**PROBLEM REQUIREMENTS:**
Within the material below, how many lines carry the word "your"? Answer with a single number.
SUPPLIED INFORMATION START
PR #1012, opened 2016-06-14
Improve build specification for itc

cquiroz:
PR to include these changes on the release branch

### DIFF
--- a/app/itc/build.sbt
+++ b/app/itc/build.sbt
@@ -18,7 +18,10 @@ ocsAppManifest := {
     configs = List(
       common(v),
         with_gogo(v),
-          itc(v)
+          itc(v),
+          with_remote_gogo(v),
+            itctest(v),
+            itcproduction(v)
     )
   )
 }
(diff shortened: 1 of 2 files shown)


app/itc/build.sbt
```diff
@@ -91,3 +108,31 @@ def itc(version: Version) = AppConfig(
...
+  props = Map(
+    "org.osgi.service.http.port" -> "9080",
+    "osgi.shell.telnet.ip"       -> "172.16.55.80"
+  )
+) extending List(with_remote_gogo(version))
+
+// ITC production
+def itcproduction(version: Version) = AppConfig(
+  id = "itcproduction",
+  distribution = List(Linux32),
```
arturog8m: Why the distribution is Linux 32 and not Linux 64?

cquiroz: As I mentioned in hipchat the itc hosts are **suprisingly** still Linux 32

arturog8m: thanks, ok. We should plan to upgrade those next. 👍

cquiroz: certainly, I thought they were all 64 bits already

PR #1013, opened 2016-06-15
REL-2841: Fix PPMXL proper motion units

cquiroz:
This PR properly converts proper motion read from the PPMXL catalog

### DIFF
--- a/bundle/edu.gemini.spModel.core/src/main/scala/edu/gemini/spModel/core/AngularVelocity.scala
+++ b/bundle/edu.gemini.spModel.core/src/main/scala/edu/gemini/spModel/core/AngularVelocity.scala
@@ -22,10 +22,18 @@ case class DeclinationAngularVelocity(velocity: AngularVelocity)
 
 object AngularVelocity {
 
+  /**
+    * Builds an AngularVelocity expressed on degrees per year, converting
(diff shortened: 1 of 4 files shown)


bundle/edu.gemini.spModel.core/src/main/scala/edu/gemini/spModel/core/AngularVelocity.scala
```diff
@@ -22,10 +22,17 @@ case class DeclinationAngularVelocity(velocity: AngularVelocity)
 
 object AngularVelocity {
 
+  /**
+    * Builds an AngularVelocity expressed on degrees per year
+    */
+  def fromDegreesPerYear(dpy: Double): AngularVelocity =
+    AngularVelocity(dpy * DegreesYearToArcSecsYear)
```
swalker2m: Doesn't the `AngularVelocity` constructor expect a `Double` representing mas, not arcsec?

cquiroz: Yes, bad constant name, it should be `DegreesYearToMilliArcSecYear`

cquiroz:
Updated according to PR

PR #1014, opened 2016-06-16
Fix for REL-2823 

jdnavarro:
Change warning to error when there is no scheduling block for nonsidereal targets

Additionally, the error is now reported next to scheduling form, on the `Major
Body` node, instead of the `Observation` parent node.

### DIFF
--- a/bundle/edu.gemini.p2checker/src/main/scala/edu/gemini/p2checker/target/NonSiderealTargetRules.scala
+++ b/bundle/edu.gemini.p2checker/src/main/scala/edu/gemini/p2checker/target/NonSiderealTargetRules.scala
@@ -40,14 +40,14 @@ final class NonSiderealTargetRules extends IRule {
 
   def checkNoSchedulingBlock(es: ObservationElements): IP2Problems =
     new P2Problems <| { p2p =>
-      es.getTargetObsComp.asScalaOpt.foreach { toc =>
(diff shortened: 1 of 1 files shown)


swalker2m:
Looks great. 👍 Just an FYI, the "Major Body" node is the target component node in general.  It says "Major Body" because the science target happens to be a non-sidereal (i.e., local to the solar system) target that is considered by the horizons non-sidereal service to be a "major body".  The target component in general will display whatever type of science target the observation has in its label.

I think it was a good idea to move this warning (now an error) down to the target component itself.  I believe it was there on the observation before because it used to be that the scheduling time was specified on the observation node.  When you mark the JIRA ticket resolved, add a comment saying that you moved it just in case Andy or Bryan have any feedback on that.

andrewwstephens:
Would it be possible to show the error on *both* the Target node and the top-level Observation node?  IMHO the top-level should show all warnings and errors in the observation, otherwise users will only see them if they expand the observation.

swalker2m:
@andrewwstephens Right, I believe that's how it will work now.  If you look at an Observation node that contains nodes with issues, they appear also in the Observation node.

andrewwstephens:
Perfect!

jdnavarro:
@andrewwstephens @swalker2m I just confirmed the error also shows up on the top level node, too.

arturog8m:
First merge in your first official day! Well done! 👏

PR #1018, opened 2016-06-24
REL-2853: Simbad target name resolution failing

cquiroz:
Sometimes Simbad votable contains several repetitions of the same magnitude and the current parser code wasn't able to cope with that case

This PR makes the parser more robust discarding the repeated values and includes a test case


swalker2m:
This looks fine. 👍 

(Did we need 4,000+ lines of XML just to test it?)

sraaphorst:
Based on your notes on the JIRA issue, which seem sensible to me, 👍

cquiroz:
The XML is exactly as sent by simbad. In principle it could be manually trimmed but that would be very labor intensive and easy to make mistakes given the indexed structure of votable. Also, IMHO it represents exactly what the OT would see

PR #1019, opened 2016-06-24
REL-2857: don't flush BAGS state until closing a program

swalker2m:
This PR updates `SPViewer` to avoid flushing BAGS state unless actually closing a program.  Without this update, every time a user opens more than one program in a single viewer and cycles through programs with the Prev and Next navigation buttons, we redo all BAGS lookups in each program we pass through.

### DIFF
--- a/bundle/jsky.app.ot/src/main/java/jsky/app/ot/viewer/SPViewer.java
+++ b/bundle/jsky.app.ot/src/main/java/jsky/app/ot/viewer/SPViewer.java
@@ -31,6 +31,7 @@ import jsky.app.ot.ui.util.UIConstants;
 import jsky.app.ot.util.History;
 import jsky.app.ot.util.PropertyChangeMultiplexer;
 import jsky.app.ot.util.Resources;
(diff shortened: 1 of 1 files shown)


bundle/jsky.app.ot/src/main/java/jsky/app/ot/viewer/SPViewer.java
```diff
@@ -893,7 +893,9 @@ public void closeProgram(ISPProgram node) {
     /** Close the current viewer window, but don't exit the application, even if it is the last window. */
     private void closeViewer() {
         if (getRoot() != null) {
-            BagsManager.unwatch(getRoot());
+            for (RootEntry e : _history.rootEntriesAsJava()) {
```
sraaphorst: Just a note that this could instead be:
`_history.rootEntriesAsJava().stream().foreach(e -> BagsManager.unwatch(e.root()));`

sraaphorst:
Thanks for fixing this. =embarrassed= 👍

cquiroz:
Looks good to me :+1:

PR #1071, opened 2016-08-26
REL-2888: Updated p1-monitor build file to include 2017A.

sraaphorst:
Subject says it all.

### DIFF
--- a/app/p1-monitor/build.sbt
+++ b/app/p1-monitor/build.sbt
@@ -18,9 +18,9 @@ ocsAppManifest := {
       common(ov, pv),
         dev(ov, pv),
         staging(ov, pv),
-        v2015B(ov, pv),
         v2016B(ov, pv),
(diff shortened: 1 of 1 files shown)


app/p1-monitor/build.sbt
```diff
@@ -18,9 +18,9 @@ ocsAppManifest := {
       common(ov, pv),
         dev(ov, pv),
         staging(ov, pv),
-        v2015B(ov, pv),
         v2016B(ov, pv),
-        v2016B_2(ov, pv)
+        v2016B_2(ov, pv),
+	v2017A(ov, pv)
```
arturog8m: just to be pedantic - why v2017A isn't aligned with the others?.... other than that.... 👍  ship it

sraaphorst: LOL probably emacs.
I should have noticed :-).

PR #1072, opened 2016-08-29
REL-2888: Add config file for p1-monitor or 2017A.

sraaphorst:
The 2017A release of the PIT needs a configuration file in order to build and function properly.
This is that configuration file.


cquiroz:
Looks good to me :+1:

PR #1073, opened 2016-08-29
REL-2907: Modified warning message regarding affiliates

sraaphorst:
Bryan suggested modifying the warning displayed when an affiliate for an FT program differs from the affiliate associated with the PI's institution.

This makes more sense as not every affiliate is a country.


cquiroz:
Looks good to me :+1:

PR #1077, opened 2016-09-05
REL-2893: GPI TLC wrong name in TLC APODIZER entry

cquiroz:
This PR updates GPI marking the `APOD_star` apodizer and `H_star` observing mode as obsolete and adds the `ND3` apodizer, which can be set on the engineering mode

Note that there are no existing programs using the obsolete options, so there is no need to convert existing data.

### DIFF
--- a/bundle/edu.gemini.pot/src/main/java/edu/gemini/spModel/gemini/gpi/Gpi.java
+++ b/bundle/edu.gemini.pot/src/main/java/edu/gemini/spModel/gemini/gpi/Gpi.java
@@ -44,7 +44,7 @@ import edu.gemini.spModel.type.*;
 import java.beans.PropertyDescriptor;
 import java.io.Serializable;
 import java.util.*;
-import java.util.stream.Stream;
+import java.util.function.IntFunction;
 
 import static edu.gemini.spModel.seqcomp.SeqConfigNames.INSTRUMENT_KEY;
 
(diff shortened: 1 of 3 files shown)


bundle/edu.gemini.pot/src/main/java/edu/gemini/spModel/gemini/gpi/Gpi.java
```diff
@@ -320,6 +324,11 @@ public String logValue() {
             return _logValue;
         }
 
+        @Override
+        public boolean isObsolete() {
+            return false;
+        }
+
```
sraaphorst: This is not in the scope of this PR, but I think at some point we should get rid of all of these default implementations of the `ObsoletableSPType` interface `isObsolete` method that return `false` and just change `ObsoletableSpType` to have:

`default boolean isObsolete() { return false; }`

There are so many of them.
Maybe I'll do this if I have a few minutes.

cquiroz: That would be great indeed

bundle/edu.gemini.pot/src/main/java/edu/gemini/spModel/gemini/gpi/Gpi.java
```diff
@@ -792,6 +818,10 @@ public static Apodizer valueOf(String name, Apodizer value) {
             }
             return None.instance();
         }
+
+        public static Apodizer[] validValues() {
+            return Arrays.stream(values()).filter(a -> !a.isObsolete()).toArray(Apodizer[]::new);
+        }
```
sraaphorst: Just out of curiosity... why `Apodizer.validValues`, but `ObservingMode.nonObsoleteValues`?
They seem to be very similar so I was just wondering about the name difference.

sraaphorst:
This all looks great to me. 👍

bundle/edu.gemini.pot/src/main/java/edu/gemini/spModel/gemini/gpi/Gpi.java
cquiroz: No reason really, I'll adjust to make them consistent. `nonObsoleteValues` seems the clearer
SUPPLIED INFORMATION END
**FINISHED TASK:**
2